Victor Buso of Argentina mounted his camera onto a 16-inch telescope and pointed it at a spiral galaxy around 80 million light-years from Earth. While taking photos of the NGC 613 galaxy for over an hour, he had captured the beginnings of the explosive death of a supergiant star, Live Science reports. In one photo, the space below the spiral galaxy was empty, and the next showed a sudden, bright blast of light.

Emerging supernovas have never been photographed before, and astronomers at the Instituto de Astrofísica de La Plata in Argentina say the chances of getting any are one in 10 million.

Buso shared his photos with other astronomers, and the next morning, telescopes had turned to document the star dying in a fiery blast.

Alex Filippenko, an astronomer at the University of California, Berkeley, said,

Professional astronomers have long been searching for such an event. Observations of stars in the first moments they begin exploding provide information that cannot be directly obtained in any other way.

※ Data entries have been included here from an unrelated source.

PR #188, opened 2017-01-10
Acosh fix

DanHickstein:
Including definition of acosh to `direct.pyx` to allow Cython extensions to build, even with compilers that don't have `acosh`. As discussed in https://github.com/PyAbel/PyAbel/issues/183


rth:
Thanks for fixing it @DanHickstein !

Issue #186, opened 2017-01-10
image circularization, distortion correction


stggh:
**Python methods to circularize a velocity-mapped image**
This issue is a discussion on how to best implement image circularization (distortion correction) in `PyAbel`.

_Background_ 
For velocity-map imaging experiments the charged particles emanate as Newton spheres that have spherical symmetry, and thus the 2D projection should be perfectly circular.  Experimental velocity-map images may have distortion in the circular charged particle energy structure, due to, for example, stray magnetic fields, or optical distortion of the camera lens that images the particle detector. The effect of distortion is to reduce the radial (or velocity or kinetic energy) resolution, since a particular energy peak will "walk" in radial position, depending on the particular angular position on the detector. Imposing a physical circular distribution of particles, improves the kinetic energy resolution, at the expense of uncertainly in the absolution kinetic-energy position of the transition. A nice description of distortion, and a method of correction is given in the thesis of [Mikhail Ryazanov]( 
http://digitallibrary.usc.edu/cdm/ref/collection/p15799coll3/id/112619) from page 152. Tks, @DanHickstein for the reference source.

_Approach_
The ANU approach to image circularization, is based on a idea of Jason Gascooke (Flinders University, SA Australia) to compare the radial positions of features in angular slice profiles. i.e. follow the radial position of a peak as a function of angle. A linear correction is applied to the radial grid to align the peak at each angle. 

Using the example data `O2-ANU1024.txt.bz2` (before and after circularization) we may see how idea this looks:
![circ](https://cloud.githubusercontent.com/assets/10932229/21787764/1a446288-d71f-11e6-9fa7-89db1cea1b85.png)

The velocity-map image has a slight ellipticity (due to the optical camera lens), so that the vertical radial scale is compressed relative to the horizontal scale. This is seen in the slice profiles (bottom left figure) where the photodetachment peaks do not align for the horizontal an vertical slices. It is also evident in the polar coordinate image as a "wavy" vertical line.  A circularized image straightens the polar image lines, aligning the peaks with angle (right bottom figures).  [_Hmm, this example does not clearly illustrate the situation as I had hoped. Take my word for it!_]

_Python to the rescue_

- array slicing to trivially extract slice profiles (as above)
- `PyAbel`'s `abel.tools.polar.reproject_image_into_polar()` to easily generate the polar coordinate image
- [`peakutils`](http://pythonhosted.org/PeakUtils/) detection of peaks in 1-D data
[...]

Issue #192, opened 2017-02-08
Conventions in README?


DanHickstein:
In a discussion with @stggh, I realized that I was frequently getting confused if `IM[0]` referred to the "top" or "bottom" of an image in PyAbel. So, I was thinking that it might be nice if we listed some of the "PyAbel conventions" in the README file, and if you all had any suggestions for what might be listed there. So far I can think of:

- **Image orientation:** PyAbel adopts the "television" convention, where `IM[0,0]` refers to the **upper** left corner of the image. (This means that `plt.imshow(IM)` should display the image in the proper orientation, without the need to use the `origin='lower'` keyword.) As an example, the x,y-grid for a 5x5 image can be generated using:
    ```python
    x = np.linspace(-2,2,5)
    X,Y = np.meshgrid(x, -x) # notice the minus sign in front of the y-coordinate
    ```

- **Angle:** All angles in PyAbel are measured in radians. When an absolute angle is defined, zero-angle corresponds to the upwards, vertical direction. Positive values are on the right side, and negative values on the left side. The range of angles is from -Pi to +Pi. The polar grid for a 5x5 image can be generated (following the code above) using:
    ```python
    R = np.sqrt(X**2 + Y**2)
    THETA = np.arctan2(X, Y)
    ```
    where the usual "`(Y, X)`" convention of `arctan2` has been reversed in order to place zero-angle in the vertical direction. Consequently, to convert the angular grid back to the Cartesian grid, we use:
    ```python
    X = R*np.sin(THETA)
    Y = R*np.cos(THETA)
    ```

- **Image center:** Fundamentally, the Abel and inverse-Abel transforms in PyAbel consider the center of the image to be located in the center of a pixel. This means that, for a symmetric image, the image will have a width that is an odd number of pixels. (The center pixel is effectively "shared" between both halves of the image.) In most situations, the center is specified using the `center` keyword in `abel.Transform` (or directly using `abel.center.center_image` to find the true center of your image. This processing step takes care of locating the center of the image in the middle of the central pixel. However, if the individual Abel transforms methods are used directly, care must be taken to supply a properly centered image.

EDIT: Fixed a bunch of minor issues with the above on Feb 22, 2017.

Anything else??

(Alternatively, this information might be too specialized, and we should include it in the CONTRIBUTING.md, file.)

stggh:
[...]

Issue #159, opened 2016-04-13
sub-pixel transform alignment discussion


stggh:
`example_all_O2.py` demonstrates pretty good agreement between the transform methods, but at the pixel level there are positional differences between transform methods, as illustrated by the right figure zoom.

![o2-allx](https://cloud.githubusercontent.com/assets/10932229/14479336/b3a73efe-0160-11e6-941e-84a1ad8d0101.png)  ![o2-all-zoomx](https://cloud.githubusercontent.com/assets/10932229/14479349/cb28eb04-0160-11e6-8fe2-8c2a1658025d.png)

The offsets are sub-pixel, about `1/2`-pixel difference between the `hansenlaw` method and `three_point`.

Here is the situation for the "Ominus" sample image [[code](https://gist.github.com/stggh/c4c44c8f29c377a9f8c1ce450d75088e)]
![o-](https://cloud.githubusercontent.com/assets/10932229/14480032/356375e6-0168-11e6-8513-0d7ea6bbbb11.png)
Neither `hansenlaw` nor Dasch `three_point` align perfectly with the original image, but **NB** these are inverse Abel transforms of the **projected** sample image, the forward `hansenlaw` transform.

To attempt to track down any issues with transform method coding, I have run some 1-d function tests. 2d testing will follow.  The 1d-functions include a Gaussian function, which transforms to the same function  <math>x&sigma;&radic;&pi;</math>, where &sigma; is the Gaussian width at `1/e` height, and "curve A" from the [Hansen and Law paper](http://dx.doi.org/10.1364/JOSAA.2.000510) also listed in @DhrubajyotiDas [ipython notebook](https://gist.github.com/DhrubajyotiDas/f8f531ca2cfa3fee6345), which also has a well defined transform. [[Test code](https://gist.github.com/stggh/2d245a6c2187f4d737e978b26be4e8b5)].
1. 1d-Gaussian
   
   _forward_
   There are only two forward transforms in PyAbel, `direct` and `hansenlaw`, both projections agree well with a scaled Gaussian (left side figures below).  The inset is a zoom of the `0-50` radius peak area. 
   
   _inverse_
   I have included the Dasch `three_point` method, which has excellent agreement with the 1d-Gaussian original function. Both `hansenlaw` and `direct` diverge from the Gaussian near the image center-line (function maximum).

[...]

PR #195, opened 2017-02-10
image circularization, distortion correction

stggh:
See issue #186 
> For velocity-map imaging experiments the charged particles emanate as Newton spheres that have spherical symmetry, and thus the 2D projection should be perfectly circular. Experimental velocity-map images may have distortion in the circular charged particle energy structure, due to, for example, stray magnetic fields, or optical distortion of the camera lens that images the particle detector. The effect of distortion is to reduce the radial (or velocity or kinetic energy) resolution, since a particular energy peak will "walk" in radial position, depending on the particular angular position on the detector. Imposing a physical circular distribution of particles, improves the kinetic energy resolution, at the expense of uncertainly in the absolution kinetic-energy position of the transition.

`abel.tools.circularize.py` with `circularize_image()` function to circularize an image, removing distortion, to improve the resolution of spectral structure. Evaluates a scaling factor to align adjacent angular slice intensity profiles, either via `argmax` following maximum intensity, or `lsq` that radially scales the profiles to align. This radial scaling factor is interpolated in angle to provide the actual image grid coordinates `(Yactual, Xactual)`, that are then remapped back to grid coordinates `(Y, X)`.

`examples/example_circularize_image.py` provided. Unit test `tests/test_circularize_image.py`. Docs `circularize_image.rst`.

Works well, thanks to the great inputs from @DanHickstein:  
o-circ-eg

**Additional changes**
- Bug in the `origin` coordinate [determination](https://github.com/PyAbel/PyAbel/issues/186#issuecomment-278217784) (introduced by @stggh #134 :-( ):
   ```python
    origin = (nx//2 + nx % 2, ny//2 + ny % 2)   # % handles odd size image
    ```
   should be `origin = (nx//2, ny//2)` for odd size images.
   Fixed all occurrences. Predominantly in `tools/center.py`, `tools/polar.py`, and Abel transform `direct.py`. 
   Slight tweaks to some unit tests.

- added directories (empty) `examples/bases`, `examples/output` as file holders for the outputs generated by the examples code. Modified all examples to use `basis_dir='bases'` and `savefig('output/xxx')`. NB added `**kwargs` to `hansenlaw.py`, `direct.py`, `onion_bordas.py` to allow `basis_dir` parameter. Verified all examples. 

- added @DanHickstein's `flower_distort()` to `abel.tools.analytical.py`

- added utility function `abel.tools.vmi.toPES()`to provide conversion of speed profile to photoelectron spectrum, as for the figure above. The tricky part is the intensity scaling.

(Edited to fix typos, correct meaning)


DanHickstein:
@Stggh, thanks for doing this! I think that it's a great addition to PyAbel. I'd like to take a close look at all of the new code - hopefully will have time this weekend.

stggh:
No worries, take your time.

abel/tools/circularize.py
```diff
@@ -0,0 +1,236 @@
...
+from scipy.interpolate import UnivariateSpline
+from scipy.optimize import leastsq
+
+import abel
+
+# see https://github.com/PyAbel/PyAbel/issues/186 for discussion
+
+
+def circularize_image(IM, method="lsq", center=None, radial_range=None,
+                      zoom=1, smooth=0, nslices=32, ref_angle=None,
```
DanHickstein: Have you found the smooth keyword to be useful? To me, it seems like a good idea to pass smooth=0 to the spline to allow the curve to run through all the points. But, I haven't thought about this too much.

abel/tools/circularize.py
```diff
@@ -0,0 +1,236 @@
...
+    ----------
+    IM : numpy 2D array
+
+    method: str
+        method to align slice profiles,
+        "argmax" - compare intensity-profile.argmax() of each radial slice.
+        "lsq" - determine radial scaling factor by minimizing the
+                intensity-prfoile with an adjacent slice intensity-profile.
+
+    center: str, or None
```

Filippenko did follow-up research on the star.

The supernova Buso documented was a Type IIb, scientists determined, meaning that the star’s core most probably collapsed after losing too much hydrogen and helium to another star. Once a star’s core collapses, it expels a powerful wave of pressure outward in a storm of energy that is visible across the electromagnetic spectrum. Sometimes, these explosions can last for months, even years.

Buso captured the first ever images of a supernova “shock breakout.” This is the first observable evidence of supernova behavior that has otherwise been purely theoretical, researchers say. Initial analysis of this supernova appears to confirm how scientists believed such a breakout would happen.

The study was published in Nature.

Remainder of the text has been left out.